There was something about him, something solid and strong. A calm island in an angry sea. He’d be a policeman she could trust. At least he was the best possibility she could think of, and she had to talk to someone.
She got the Manhattan phone directory, balanced it on her knees, and looked up the number of the precinct house closest to her apartment. She picked up the phone.
After punching in two numbers, she slowly put it back down.
It occurred to her what they’d want of her, what she’d almost certainly have to do if she contacted the police and told them everything.
They’d want her to look at a decomposed body. To identify Madeline Scott at the morgue.
Jill didn’t know if she could do it. Didn’t people sometimes get ill when they did that? Throw up? Sometimes pass out? Simply the thought was making Jill nauseated. She’d always considered herself to be a person with the willpower to do what was necessary, a person of commitment and courage
. Now she wasn’t so sure. She wasn’t sure about anything. Her world seemed to have gone insane, and it was the only world she had.
She replaced the phone book and trudged to the sofa. Sat down and pressed her face hard between her palms. Her features were distorted as if squeezed in a vise. She didn’t feel like crying; she felt like screaming. And screaming and screaming…
She held the screams inside, but it wasn’t easy.
Eventually she might call Captain Frank Quinn, but not yet.
Charlotte was daydreaming while walking along Christopher Street and didn’t recognize the car right away. There were so many big dark luxury cars running around New York. Then she used her hand to shield her eyes from the sun and saw the shiny Chrysler emblem. She realized it was Dixie’s brother’s car. What was his name? Ron? No, Don.
The car slowed and then pulled to the curb about twenty feet ahead of where Charlotte was walking. Uh-oh. This might become an awkward situation. She’d caught the way Don had looked at her the other night, when he’d tried to get her and Dixie to go to his place for drinks, and knew he might not know about Dixie’s sexual orientation. He might think she and Dixie were simply friends.

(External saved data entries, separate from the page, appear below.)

PR #5645, opened 2021-03-14
Add ORT dns local bind inference

rob05c:
Adds a flag to ORT to set the ATS dns local binding to the service address(s).
This is necessary when there are multiple addresses and interfaces on the host, ATS may arbitrarily choose an undesirable address to bind to, unless the config is explicit.

Includes tests.
Includes docs, ort flags are documented in the app itelf.
Includes changelog.

- Traffic Ops ORT

Run tests.
Run ORT with the new `dns_local_bind` flag, verify records.config has `dns.local_ipv4` and `dns.local_ipv6` matching the server's Interface Service Addresses.

Not a bug fix.

## Additional Information

### DIFF
--- a/traffic_ops_ort/atstccfg/config/config.go
+++ b/traffic_ops_ort/atstccfg/config/config.go
@@ -66,6 +66,7 @@ type Cfg struct {
 	TOUser          string
 	Dir             string
 	ViaRelease      bool
+	SetDNSLocalBind bool
 	ParentComments  bool
 }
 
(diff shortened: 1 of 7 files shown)


traffic_ops_ort/atstccfg/config/config.go
```diff
@@ -104,6 +105,7 @@ func GetCfg() (Cfg, error) {
 	disableProxyPtr := flag.BoolP("traffic-ops-disable-proxy", "p", false, "Whether to not use the Traffic Ops proxy specified in the GLOBAL Parameter tm.rev_proxy.url")
 	dirPtr := flag.StringP("dir", "D", "", "ATS config directory, used for config files without location parameters or with relative paths. May be blank. If blank and any required config file location parameter is missing or relative, will error.")
 	viaReleasePtr := flag.BoolP("via-string-release", "", false, "Whether to use the Release value from the RPM package as a replacement for the ATS version specified in the build that is returned in the Via and Server headers from ATS.")
+	dnsLocalBind := flag.BoolP("dns-local-bind", "", false, "Whether to use the server's Service Addresses to set the ATS DNS local bind address.")
```
serDrem, line 108: Bucking the trend to not name new new var dnsLocalBindPtr makes it look different from the others, when it's really not.

serDrem (approved):
did not know adding an option was that complicated.

traffic_ops_ort/atstccfg/config/config.go
rob05c: Eh, I originally did the `viaReleasePtr` thing. I think that was a mistake now, it adds complexity for no value. You're right, consistency is good, they should really all be changed

rob05c: Changed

Charlotte pretended she hadn’t recognized the car and kept walking at the same pace, hoping maybe she’d been wrong about it being Don’s car. But when she was almost alongside it the tinted window on the passenger side glided down, and at a slant through the rear window Charlotte saw the figure behind the steering wheel lean over toward the passenger side to say something out the window.
“Charlotte.”
Not Don’s voice. Dixie’s.
Relieved, Charlotte approached the car and bent down.
There was Dixie, leaning across the front seat toward her and smiling. She looked terrific, dressed in black, as usual, with her red scarf, her glossy black hair pulled back to emphasize the prominent bone structure of her face and the force of her dark eyes. It was her eyes that had first attracted Charlotte to her.
Charlotte grinned widely as she moved closer to the car, one foot down off the curb. “Dixie!” She bent even lower to look inside the rest of the car. Dixie was alone. “Isn’t this your brother’s car?”